All the data is stored in `data/raw` as `xml` files. The data is stored in an hierarchical format of course with information stored in tags and tag properties.

To make the data easier to work with we've created functionality to denormalize the datasets.

In [9]:
laptops_train = preprocess.load_data_as_df(RAW_DATA/RAW_FILES[0])
laptops_test = preprocess.load_data_as_df(RAW_DATA/RAW_FILES[1])

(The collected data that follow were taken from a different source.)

PR #39689, opened 2022-06-29
make benchmark to align with real case

hzxuzhonghu:

Make the 100 svc + 100 dr compose a rds, which is to simulate more real case


hzxuzhonghu:
@ramaraochavali

ramaraochavali:
Is it possible to add delegates as well?

howardjohn (approved):

hzxuzhonghu:
Delegates can be added, it is just adding more dependencies. The effect is same as service/dr

PR #39690, opened 2022-06-29
Refact authenticator

hzxuzhonghu:

It is to merge the two different methods of `Authenticator` and wrapped a AuthenticateRequest which can contain HTTP request or grpc context.

### DIFF
--- a/pkg/security/security.go
+++ b/pkg/security/security.go
@@ -348,7 +348,7 @@ const (
 	authorizationMeta = "authorization"
 )
 
-type AuthenticateContext struct {
+type AuthContext struct {
 	// grpc context
 	GrpcContext context.Context
 	// http request
@@ -363,7 +363,7 @@ type Caller struct {
 
 // Authenticator determines the caller identity based on request context.
 type Authenticator interface {
-	Authenticate(ctx AuthenticateContext) (*Caller, error)
+	Authenticate(ctx AuthContext) (*Caller, error)
 	AuthenticatorType() string
 }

restaurants_train = preprocess.load_data_as_df(RAW_DATA/RAW_FILES[2])
restaurants_test = preprocess.load_data_as_df(RAW_DATA/RAW_FILES[3])

### Sample

In [10]:
restaurants_train.head()

Unnamed: 0,rid,entity,attribute,polarity,id,text,outofscope
0,1004293,RESTAURANT,GENERAL,negative,1004293:0,Judging from previous posts this used to be a ...,
1,1004293,SERVICE,GENERAL,negative,1004293:1,"We, there were four of us, arrived at noon - t...",
2,1004293,SERVICE,GENERAL,negative,1004293:2,"They never brought us complimentary noodles, i...",
3,1004293,FOOD,QUALITY,negative,1004293:3,The food was lousy - too sweet or too salty an...,
4,1004293,FOOD,STYLE_OPTIONS,negative,1004293:3,The food was lousy - too sweet or too salty an...,


# Model Training



In [11]:
import time
import math

import torch as t
import torch.nn as nn
from torch.utils.data import DataLoader, random_split
from flair.data import Sentence
from flair.embeddings import WordEmbeddings, BertEmbeddings

from Dataset import dfToDataset, dfToBinarySamplingDatasets
from Trainer import Trainer

In [12]:
binary_sampling = False
train_attributes = False
if binary_sampling:
    target_class = "AMBIENCE"

In [13]:
laptop_entities = {"BATTERY": 0, "COMPANY": 1, "CPU": 2, "DISPLAY": 3, "FANS_COOLING": 4, "GRAPHICS": 5, "HARDWARE": 6, "HARD_DISC": 7, "KEYBOARD": 8, "LAPTOP": 9, "MEMORY": 10, "MOTHERBOARD": 11, "MOUSE": 12, "MULTIMEDIA_DEVICES": 13, "OPTICAL_DRIVES": 14, "OS": 15, "PORTS": 16, "POWER_SUPPLY": 17, "SHIPPING": 18, "SOFTWARE": 19, "SUPPORT": 20, "WARRANTY": 21, "NaN": 22}
laptop_attributes = {"CONNECTIVITY": 0, "DESIGN_FEATURES": 1, "GENERAL": 2, "MISCELLANEOUS": 3, "OPERATION_PERFORMANCE": 4,"PORTABILITY": 5, "PRICE": 6, "QUALITY": 7, "USABILITY": 8, "NaN": 9}
restaurant_entities = {"AMBIENCE": 0, "DRINKS": 1, "FOOD": 2, "LOCATION": 3, "RESTAURANT": 4, "SERVICE": 5, "NaN": 6}
restaurant_attributes = {"GENERAL": 0, "MISCELLANEOUS": 1, "PRICES": 2, "QUALITY": 3, "STYLE_OPTIONS": 4, "NaN": 5}

embeddings = WordEmbeddings('glove')
hidden_dim = 100
output_dim = len(restaurant_entities) if not binary_sampling else 1

train_set = restaurants_train
test_set = restaurants_test
entities = restaurant_entities
attributes = restaurant_attributes

if not binary_sampling:
    train_dataset = dfToDataset(train_set, entities, attributes, embeddings)
    test_dataset = dfToDataset(test_set, entities, attributes, embeddings)
else:
    train_dataset, other_train_dataset = dfToBinarySamplingDatasets(train_set, train_attributes, 
                                                                    target_class, embeddings)
    test_dataset, other_test_dataset = dfToBinarySamplingDatasets(test_set, train_attributes, 
                                                                    target_class, embeddings)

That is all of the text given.